Phoenix police released the following statement about the details leading up to the shooting:
"During the Trooper’s initial contact with Mr. Johnson, he found him passed out in the driver’s seat. The Trooper smelled an odor of alcohol, saw beer cans and a gun in the vehicle. The Trooper removed the gun from the vehicle, returned back to his motorcycle, secured the gun, and then requested a backup. At this point, he noticed Mr. Johnson moving around so he returned to the vehicle and attempted to arrest Mr. Johnson for suspicion of driving impaired. During the attempted arrest, Mr. Johnson grabbed onto the Trooper through the open driver’s side door and an altercation occurred. The Trooper was pulled toward the vehicle, while standing adjacent to the eastbound travel lanes of the freeway. During this struggle, the Trooper told investigators he feared he would be pushed into oncoming traffic, so he drew his weapon and issued commands. Mr. Johnson began to comply but as the Trooper was holstering his gun, Mr. Johnson reached for the gun and a second altercation ensued. The Trooper fearing for his life then fired his service weapon striking Mr. Johnson. A second Trooper arrived after the shooting and assisted in removing Mr. Johnson from the vehicle."
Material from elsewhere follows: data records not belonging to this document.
PR #2010, opened 2026-08-22
fix(lint): the warning count is back under its ceiling, and the ceiling is now true

woojubb:
## Why

`pnpm harness:verify:release` — the only CI path that runs the root `lint` script — reports

```
✖ 2115 problems (0 errors, 2115 warnings)     ceiling: --max-warnings 2093
```

`release-grade verification` is a **required** context on `protect-main`, so the next promotion would
have gone red on it. Found by running the gate locally before opening a promotion PR.

## What the measurement actually said, after two wrong readings

**Reading 1 — wrong.** I attributed the rise by grepping `git show --stat` output for changed paths,
concluded the only code commit since the baseline contributed 2 warnings, and looked elsewhere.
`--stat` **abbreviates long paths**, so two of that commit's six files were never in the text being
matched. A presentation layer was asked a question only the data layer can answer.

**Reading 2 — per-file diff of two `-f json` reports.** All 21 of the rise came from that one commit:

```
+7  packages/agent-transport-webrtc/src/pairing-gate.ts
+7  packages/agent-transport-webrtc/src/handoff-grant-gate.ts
+2  packages/agent-remote-pairing/src/revocation-list.ts
+2  packages/agent-remote-pairing/src/root-rotation.ts
+2  packages/agent-transport-webrtc/src/admission-steps.ts
+1  packages/agent-transport-webrtc/src/pairing-gate-options.ts
```

**And the baseline was never true.** Measured at `f67006212`, the commit that recorded it:

```
WARNINGS AT THE BASELINE COMMIT f67006212: 2094
```

Recorded ceiling: 2093. It was one low the day it was written. I measured this **before** touching
the file, because "correct a mis-record" and "weaken a gate to unblock myself" produce an identical
diff, and without the number I'd have picked whichever story suited me.

## What is fixed, and what is deliberately not

**Not fixed — 11 of the 21.** They are `unknown` in type-guard signatures:

```ts
function isHandoffGrantFrame(value: unknown): value is IHandoffGrantFrame
readonly verify: (grant: unknown) => Promise<IPeerAdmission>;
```

That is the construct the rule's **own message** recommends (*"type guards at boundaries"*).
Rewriting it to satisfy a counter would make correct code worse.

**Fixed — unambiguous only:** 19 dead import bindings removed, and the base64 quantum in
`fromBase64Url` given a name instead of two bare `4`s.

**Ceiling and baseline drop 2093 → 2092**, the measured value of the tree. A ratchet may fall.

## Verification

- `pnpm run lint`: **2092 problems, 0 errors** — re-run on the **committed** tree, because
  `eslint --fix` touches staged files and the tree I verified is not automatically the tree I
  committed. Confirmed by reading `git show HEAD:package.json`, not `git diff`.
- Four edited packages typecheck.
- Their suites: **155 files, 1597 tests, all passing.**
- `file-size` refused the shrink until the gain was locked; baseline regenerated in the same change
  (80 burn-down entries), as the scan instructs.
- Whole-workspace pre-push: **132 of 133 scans**, the one failure being that `file-size` refusal,
  now green.

Typecheck caught one wrong deletion mid-fix: the warning was on `context-command.ts` and I removed
the same-named import from `context-breakdown.ts`, where it is used. Restored, correct one removed.

## Separate defect, filed not folded in

Issue #1984 — this ratchet's **only** CI execution path is `release-grade verification`, which runs
on `main` PRs only. Its first execution in its entire life was this pre-flight. A guard nothing
routinely triggers cannot fire, the same family as one whose input cannot vary.

ACTIONABLE FINDINGS: 0

Refs INFRA-039

### DIFF
--- a/package.json
+++ b/package.json
@@ -21,7 +21,7 @@
     "test:coverage:packages": "pnpm --filter \"./packages/**\" run --if-present test:coverage",
     "test:coverage:apps": "pnpm --filter \"./apps/**\" run --if-present test:coverage",
     "typecheck": "pnpm run -r --workspace-concurrency=-1 --if-present typecheck",
-    "lint": "eslint packages apps --ext .ts,.tsx --cache --max-warnings 2093",
+    "lint": "eslint packages apps --ext .ts,.tsx --cache --max-warnings 2092",
     "lint:fix": "eslint packages apps --ext .ts,.tsx --cache --fix && prettier --write .",
     "lint:fix:staged": "scripts/harness/with-repo-lock.sh pnpm exec lint-staged",
     "dev": "pnpm run -r --if-present dev",
--- a/packages/agent-command/src/context/context-breakdown.ts
+++ b/packages/agent-command/src/context/context-breakdown.ts
@@ -8,17 +8,10 @@
 
 import { CONTEXT_ESTIMATE_CHARS_PER_TOKEN } from '@robota-sdk/agent-core';
 import {
-  addCommandContextReference,
-  clearCommandContextReferences,
-  DEFAULT_AUTO_COMPACT_THRESHOLD,
   listCommandContextReferences,
   readAutoCompactThreshold,
   readAutoCompactThresholdSource,
   readCommandContextState,
-  removeCommandContextReference,
-  resetAutoCompactThresholdSetting,
-  setCommandAutoCompactThreshold,
-  writeAutoCompactThresholdSetting,
 } from '@robota-sdk/agent-framework';
 
 import { formatAutoCompactLine } from './context-command.js';
--- a/packages/agent-command/src/context/context-command.ts
+++ b/packages/agent-command/src/context/context-command.ts
@@ -1,4 +1,3 @@
-import { CONTEXT_ESTIMATE_CHARS_PER_TOKEN } from '@robota-sdk/agent-core';
 import {
   addCommandContextReference,
   clearCommandContextReferences,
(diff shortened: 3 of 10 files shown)


woojubb:
## Reviewer verdict

**Base** `54e037490ce08e8d9153367d89bfe26cc7cc2d70` (origin/develop)
**Head** `eef3eec14fdcbb85162571d65df9af77d7eda7b4` (origin/fix/lint-ceiling-regression)

CI: **20 passed, 0 failed**, `mergeStateStatus=CLEAN`. Review threads: 0 total, 0 unresolved.

The diff is 7 source files (dead import bindings removed, one constant named) plus two ratchet
numbers moving **down**. No behaviour changes; the four edited packages' suites are 155 files and
1597 tests, all green, and each package typechecks.

Two things I checked specifically because they are where this kind of change goes wrong:

- **The verified tree is the committed tree.** `eslint --fix` runs on staged files at commit time, so
  the tree that passed is not automatically the tree that landed. Re-ran `pnpm run lint` after the
  commit (2092, 0 errors) and read the values out of `git show HEAD:package.json` and
  `git show HEAD:scripts/harness/lint-warning-baseline.json` rather than out of `git diff` — a diff
  proves the tree and HEAD agree, not that either is right.
- **The `unknown` warnings are deliberately not fixed.** They are type-guard signatures at
  boundaries, which the rule's own message recommends. Lowering a counter by degrading correct code
  would be the wrong direction, and the ceiling moving to 2092 records the tree as it actually is.

The baseline archaeology is in the description: at `f67006212` the true count was 2094 against a
recorded 2093, so the file never described the tree. I measured that before editing it, because the
correction and the self-serving weakening produce the same diff.

ACTIONABLE FINDINGS: 0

Mr. Blackwell is quick to point out things he views as problematic.
"Nowhere in the dispatch audio does the trooper mention removing a gun from the car," said Blackwell. "Also, how did he get the gun from the car?"
Blackwell also says he has never heard of officers or troopers 'holstering their weapons' before back-up arrives.
A driver called 911 during that small time period though, after Cervantes pulled the trigger but before a back-up trooper arrived. DPS released the public record 911 call for the first time July 13, roughly seven weeks after it was made.
"There is an officer alone on a motorcycle that is having difficulty with a passenger," the woman tells a dispatcher. "His bike is almost in the driving lane and he is physically trying to restrain this guy in the driver seat...I had to swerve out of the lane not to hit him. And I had cars behind me...He just keeps trying to restrain that guy and I can hear him yelling at the person in the vehicle."
While the release of the records is meant to provide some answers, for Blackwell, Dion's family, and many protesters demanding justice, it raises more questions.
“We just want answers, the right answers,” said Camille Landrum, Dion’s sister. “We want justice because this officer is clearly just a monster.”
“I wondered why he couldn’t of been fired long ago,” said Erma Johnson, Dion’s mom. “This wouldn't have happened to my son now.”
“Why do you have to resort to using lethal force minute when he had a taser?” said Jocquese Blackwell, the Johnson family‘s attorney. “Why did they wait so long to give Dion Johnson medical aid?”
As ABC15 was the first to report, the criminal case now lies on the desk of Maricopa County Attorney Alister Adel. Her office says they are 'prioritizing' the case.